Clarks Anemonefish (Amphiprion Clarkii) photo by Ilse & Van-Roud
Without doubt, the most popular dive destination for those staying on Koh Lanta in Krabi, Thailand is Koh Ha (Koh Hah / Koh Haa) which means 'five islands' in the local Thai language. Koh Ha is situated 12 kilometres to the west of Koh Lanta and 22 kilometres to the south of Koh Phi Phi. Depending on conditions and the boat you're in, expect to be there in about half an hour from Koh Lanta. Koh Ha benefits from being out in the deep clear sea water, free from pollutants and traffic, and somewhat protected by Phuket from too many rough conditions from the Andaman. In addition, Koh Ha is uninhabited and does not receive too many visitors, due to Koh Phi Phi having a great choice of dive sites on its doorstep. Therefore, Koh Haa really is an undiscovered paradise, receiving most of its tourists from Koh Lanta.
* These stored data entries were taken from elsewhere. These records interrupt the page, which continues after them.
PR #580, opened 2022-03-04
MM - Port Over Derived Table Instance format ids for Metadb

jenmawe:
New ported over instance formats derived table for Metadb.

**NOTE**: There is a problem with some of the FOLIO data for format ids. Instead of a uuid, there is text information. I had to treat the uuids here as varchar because of that.

### DIFF
--- a/sql_metadb/derived_tables/instance_formats.sql
+++ b/sql_metadb/derived_tables/instance_formats.sql
@@ -1,0 +1,42 @@
+-- Create derived table for instance formats bringing together the identifier and name 
+-- Note: Because of inaccurate data in FOLIO, instance_format_id is a varchar and the ift.id has to be cast as a varchar.
+DROP TABLE IF EXISTS instance_formats;
+
+CREATE TABLE instance_formats AS
+WITH instances AS (
+    SELECT
+        i.id AS instance_id,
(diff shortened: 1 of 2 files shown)


amzoss (approved):
Looks good! Thanks!

- [x] Query runs
- [x] Data output makes sense
- [x] Data types look correct
For derived tables:

lib-eric (approved):
Yeah, odd about that varchar | uuid. Good catch on that workaround for it

- [x] Query runs
- [x] Data output makes sense
- [x] Data types look correct

For derived tables:

sql_metadb/derived_tables/instance_formats.sql
```diff
@@ -0,0 +1,42 @@
...
+
+CREATE TABLE instance_formats AS
+WITH instances AS (
+    SELECT
+        i.id AS instance_id,
+        jsonb_extract_path_text(i.jsonb, 'hrid') AS instance_hrid,
+        instance_format_ids.jsonb #>> '{}' AS instance_format_id,
+        instance_format_ids.ordinality AS instance_format_ordinality
+    FROM
+        folio_inventory.instance i
```
nassibnassar, line 13: Missing AS.  I will add it.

To make things even better, there are at least a dozen locations for divers to explore, so even if it does fill up with boats, most divers are likely to have a whole dive site just to their small group.
The dive sites themselves offer divers (from novice to professional) the opportunity to experience crystal clear waters full of colourful marine life. The main three dive sites at Koh Ha are 'The Chimney,' 'The Cathedral,' and 'Koh Ha Lagoon,' which will be discussed in greater detail. One can visit underwater pinnacles, swimthroughs, and drop offs, exploring caverns full of interesting and exciting creatures. Expect to see moray eels, hawksbill turtles, ornate ghost pipefish, octopuses, porcupine pufferfish, and barracuda on just about every dive. Several times every season manta rays and whale sharks visit the waters around Koh Ha and are used to divers. In fact, they often come closer to check us out! Between the regular reef inhabitants and the large pelagic visitors in terms of sighting regularity, one should be able to see banded sea kraits (sea snakes), blacktip reef sharks, whitetip reef sharks, frogfish and seahorses from time to time.
Turtle Photo by Ilse & Van-Roud
The depths possible at Koh Haa dive sites are anywhere up to about 25 metres, but there is little need to venture too deep, as most of the life and colour is at shallower depths. In addition, with so much to see, staying shallow will increase your dive time. Even in an hour or more, it's impossible to see everything at these wonderful these dive sites.
Visibility is among the best in Thailand, although The Similan Islands will always be the best for this due to their remote location. At Koh Ha, more than 30 metres is possible, and even on a bad day – when it can be less than 10 metres – there's still lots to see for divers who are prepared to search through the thousands of coral formations and caverns.
Batfish (Platax-orbicularis) Photo by Ilse & Van-Roud
Currents at Koh Ha are also quite gentle. Admittedly, at high and low tides during certain moon phases the currents can pick up, but the islands and underwater pinnacles protect divers led by experienced Divemasters – who have planned the dive to avoid, or drift with, the current.
In addition to diving Koh Haa, it is a fantastic place to snorkel. Whether doing so at your lunchtime surface interval or due to being a non-diver, snorkeling at Koh Ha offers great chances to see much of the marine life already mentioned without having to don scuba gear. There are bays, beaches and crystal-clear waters both deep and shallow where snorkelers can enjoy the sunshine and reef life from the surface of the water.
To describe The Chimney, The Lagoon, and The Cathedral properly cannot be done in just a few short paragraphs, so we have a separate section for each of them. Here we will entice you with just a few details about their main characteristics.
Lionfish (Pterois) photo by Ilse & Van-Roud
The Chimney is a large pinnacle which rises to with a few metres of the surface. Here you can enter caves and swimthroughs.
The Lagoon is, obviously, a lagoon with wonderfully clear water which is home to thousands of different life forms, including corals, invertebrates, fish and reptiles. Both above and below the water's surface is an eye-watering selection of photographic opportunities for both snorkelers and divers alike.
The Cathedral is possibly the most popular location for divers to get underwater photographs of themselves. There are caves and caverns for everyone and plenty of places to swim through. So many divers want to have or take a photo while descending into a cave, with the sunlit surface of the water above and behind them.